No you mis-read what I wrote. I said keep the PE for at least 3 months I gave no length of time to actually shoot the new one.

In Jen's case she already owned an avenger, and it only took about 4 groups with the katera for her to realize that in her hand it did not stack up to the avenger. She shot the katera for 3d, and it was ok for close range 1 shot instances, but for long range multiple arrow groups it didn't perform to her standards.

I know I am not the only one who shares the veiw on paralel limb bows. But I will rephrase to make you happy. For me they do not make for a stable shooting platform. They are inherently top heavy.
I know that you know that not all bows are created equal, even bows with like minded specs (think Martin mystic) 
There is alot of different factors that go into why a bow shoots good for a person. If we all shot the same exact way, with the same exact stance, grip, shot execution, ect...... then there would be no need for multiple bows in the world. But we don't some bow designs shoot better for some people hence the need for so many different designs.
Hoyt used to be that company that offered a little something for everyone. No matter your shooting style or design preffrence hoyt had something that would have been suitable. But this year they do not. 

You know I am very picky about what I want in a bow. I have not been shooting the protec all these years because I don't want a new bow, but rather there have been no new bows out there that offer everything I want in design. For me 37-38 inch ATA 7.5-8 inch brace, deflexed riser, and NON paralel limbs make for the perfect bow for what I want out of it. I would gladly buy any other bow as long as it fits into that mold.


----------



## Moparmatty (Jun 23, 2003)

BOWGOD said:


> No you mis-read what I wrote. I said keep the PE for at least 3 months I gave no length of time to actually shoot the new one.
> 
> In Jen's case she already owned an avenger, and it only took about 4 groups with the katera for her to realize that in her hand it did not stack up to the avenger. She shot the katera for 3d, and it was ok for close range 1 shot instances, but for long range multiple arrow groups it didn't perform to her standards.
> 
> ...


The parallel limbed bows might make a more stable shooting platform for you if you didn't stand with your toes pointing at the target when you're shooting.


----------



## CherryJu1ce (Feb 25, 2005)

How the hell do you guys justify buying these bows for $1200+? Sheesh...I'm happy shooting in the 540's with my 06 Slayer that I paid $200 for used. Would an additional $1000 make me a pro or something and magically make me shoot in the high 550's? Come on now...haven't we realized yet that with the exception of little tweaks in geometry and different names, target bows haven't changed ONE BIT in the last 6+ years??


----------



## JayMc (Jan 4, 2005)

CherryJu1ce said:


> How the hell do you guys justify buying these bows for $1200+? Sheesh...I'm happy shooting in the 540's with my 06 Slayer that I paid $200 for used. Would an additional $1000 make me a pro or something and magically make me shoot in the high 550's? Come on now...haven't we realized yet that with the exception of little tweaks in geometry and different names, target bows haven't changed ONE BIT in the last 6+ years??

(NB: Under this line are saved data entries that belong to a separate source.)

PR #176, opened 2019-09-11
Fix button icon alignment

### LINKED ISSUE #175: [BUG] go-icon styles are not applying correctly when nested inside go-button
**Describe the bug**
Because of view encapsulation, the styles we apply to icons inside of the go-button component are not applying correctly.

**To Reproduce**
1. Go to http://www.tangoe.design/ui-kit/button
2. Scroll down to where a button exists with an icon inside of it
4. Notice that the alignment is off

**Expected behavior**
I would expect the styles to be applied consistently in all instances. The icon should be aligned with the text.

**Screenshots**
button-issue

AlexOverbeck:
### Fixes issue with how the icon was aligned inside the button
View encapsulation was causing some of our button styles to not
be applied. This moves the styles out of the button component and
into the icon component so that they apply to the correct component.

### Clean up how classes are applied to both the go-button and go-icon
Previously, we used functions inside the template to declare the
classes on both the icon and button components. Switching this to
use lifecycle hooks and a simple object increases performance.

### Fixes potential issue with datepicker unsubscribe function
There are potential cases where the ngOnDestroy lifecycle hook
could be fired when a subscription doesn't exist. This causes the
unsubscribe function to fail and was throwing errors in our tests.
Checking for a subscription in those lifecycle hooks fixes the
issue.

### DIFF
--- a/projects/go-lib/src/lib/components/go-icon/go-icon.component.ts
+++ b/projects/go-lib/src/lib/components/go-icon/go-icon.component.ts
@@ -9,6 +9,7 @@ export class GoIconComponent {
   @Input() icon: string;
   @Input() iconModifier: string;
   @Input() iconClass: string;
+  @Input() disabled: boolean = false;
 
   public classObject(): object {
     let classes: object = {}; // tslint:disable-line:prefer-const
@@ -19,6 +20,10 @@ export class GoIconComponent {
 
     if (this.iconClass) {
       classes[this.iconClass] = true;
+    }
+
+    if (this.disabled) {
+      classes['go-icon--disabled'] = true;
     }
 
     return classes;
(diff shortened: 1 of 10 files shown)


projects/go-lib/src/lib/components/go-icon/go-icon.component.ts
```diff
@@ -1,26 +1,31 @@
...
   styleUrls: ['go-icon.component.scss']
 })
-export class GoIconComponent {
+export class GoIconComponent implements OnChanges {
+  classObject: object = {};
+
   @Input() icon: string;
   @Input() iconModifier: string;
   @Input() iconClass: string;
+  @Input() disabled: boolean = false;
```
StevenUlmer: Does it matter that disabled is an html attribute here? Should we change this to be iconDisabled or something instead?

AlexOverbeck: I think so long as it doesn't end up being `disabled="false"` we should be okay with it because it follows the html spec. I will make sure that isn't the case.

AlexOverbeck: I can confirm this. So long as `[disabled]` is an expression binding I think we should prefer this.

PR #237, opened 2020-02-06
P4-822 Papertrail for auditing writes

starswan:
Added Papertrail to record versioning (and who did the changes) to 3 API models.


app/controllers/api/v1/moves_controller.rb
```diff
@@ -90,7 +90,9 @@ def find_move
       end
 
       def import_moves_from_nomis
-        Moves::NomisSynchroniser.new(locations: from_locations, date: date).call
+        PaperTrail.request(whodunnit: nil) do
+          Moves::NomisSynchroniser.new(locations: from_locations, date: date).call
+        end
```
spikeheap: :+1: to removing the current user from synchroniser changes. Very neat. Would it be worth adding an intentional comment saying why we decided not to associate those changes with a user?

app/controllers/api_controller.rb
```diff
@@ -17,6 +18,10 @@ def current_user
     doorkeeper_token&.application
   end
 
+  def user_for_paper_trail
+    current_user.owner_id
+  end
+
```
spikeheap: :+1: it looks like this will extend nicely once we have the user information from the frontend :100:

app/models/person.rb
```diff
@@ -1,6 +1,8 @@
 # frozen_string_literal: true
 
 class Person < ApplicationRecord
+  has_paper_trail
+
```
spikeheap: Should we consider adding this to the `ApplicationRecord` so models have versioning by default?

app/services/moves/importer.rb
```diff
@@ -28,7 +28,6 @@ def import_people
       people.each do |offender_no, person_data|
         profile = People::Importer.new(person_data).call
         new_person_count += 1 if profile.new_record?
-        profile.save!
```
spikeheap: Where does the save occur if we remove this line? I'm assuming there's a test which would fail if it didn't, but `profile.changed?` on L34/35 returns `false` if the record was never persisted.

app/services/moves/importer.rb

Shhhhhh. I like to shop the classifieds


----------



## Brown Hornet (Aug 8, 2002)

CherryJu1ce said:


> How the hell do you guys justify buying these bows for $1200+? Sheesh...I'm happy shooting in the 540's with my 06 Slayer that I paid $200 for used. Would an additional $1000 make me a pro or something and magically make me shoot in the high 550's? Come on now...haven't we realized yet that with the exception of little tweaks in geometry and different names, target bows haven't changed ONE BIT in the last 6+ years??

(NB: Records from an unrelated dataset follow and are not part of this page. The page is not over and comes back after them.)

PR #238, opened 2020-02-06
remove webmock (for now) as it doesn't work in this project

starswan:
Something to do with our usage of OAuth2::Client means that webmock doesn't work in this project. As we have a consistent API for accessing NOMIS, the lack of webmock can be effectively worked-around by mocking NomisClient::Moves#get_response (et al)

### DIFF
--- a/Gemfile
+++ b/Gemfile
@@ -50,7 +50,6 @@ group :development, :test do
   gem 'rspec-rails'
   gem 'shoulda-matchers'
   gem 'timecop'
-  gem 'webmock'
 end
 
 group :development do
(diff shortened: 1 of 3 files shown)


spikeheap:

Man you picked up 10 points after Nationals :clap: :zip:

Shoot one and you will see that they have changed....I know my PE feels better stability wise to me then my old Pro Tecs.....and if you get even a used PE or UE it isn't gonna make you shoot in the high 550s....but if you don't shoot trees you will be in the high 40s :wink:

Sorry but there is a big difference in what I used to shoot and what your shooting now vs what Hoyt has out.....:wink:


----------



## JawsDad (Dec 28, 2005)

CherryJu1ce said:


> How the hell do you guys justify buying these bows for $1200+? Sheesh...I'm happy shooting in the 540's with my 06 Slayer that I paid $200 for used. Would an additional $1000 make me a pro or something and magically make me shoot in the high 550's? Come on now...haven't we realized yet that with the exception of little tweaks in geometry and different names, target bows haven't changed ONE BIT in the last 6+ years??


So don't buy one.. You sure sound like an cranky old curmudgeon for a young guy.. :wink:

Personally, I think you are wrong and there have been some advancements. If nothing else in the grips themselves. In the years since I started shooting again, I've found several risers much more friendly in the grip than the old, fat, side plated crap from years back.


----------



## Unk Bond (Aug 1, 2004)

:happy1:



I am glad i got the definition of Orange here. Thanks J :wink:

I just started shooting Hoyt's. Sure glad i started in 09, with my VE and 1000 limbs. And my UL with 3500 limbs. instead 2010 line up.

I really don't see anything of interest to me. In the 2010 line up.

Unless it would be the Contender. And [ J ] killed that with his definition of Orange. :wink:


----------



## UltraElite 06 (Nov 21, 2007)

Any one know the riser geometry of the Contender series bows?


----------



## CherryJu1ce (Feb 25, 2005)

Brown Hornet said:


> Man you picked up 10 points after Nationals :clap: :zip:
> 
> Shoot one and you will see that they have changed....I know my PE feels better stability wise to me then my old Pro Tecs.....and if you get even a used PE or UE it isn't gonna make you shoot in the high 550s....but if you don't shoot trees you will be in the high 40s :wink:
> 
> Sorry but there is a big difference in what I used to shoot and what your shooting now vs what Hoyt has out.....:wink:


I shot like poop at Nationals this year...truly horrid. I know you'll laugh when you read this, but stable is stable...doesn't matter what the bow is. When I shoot the Slayer, it literally just sits there and doesn't budge from the target. The only problem I really run into with the Slayer is when I make a weak shot. That being said, no bow on the market will make up for poop form. I've shot the Ultra Elite, Pro Elite (yes, both in left handed), and honestly, I really wasn't impressed because there was no difference whatsoever in my scores. 



JawsDad said:


> So don't buy one.. You sure sound like an cranky old curmudgeon for a young guy.. :wink:
> 
> Personally, I think you are wrong and there have been some advancements. If nothing else in the grips themselves. In the years since I started shooting again, I've found several risers much more friendly in the grip than the old, fat, side plated crap from years back.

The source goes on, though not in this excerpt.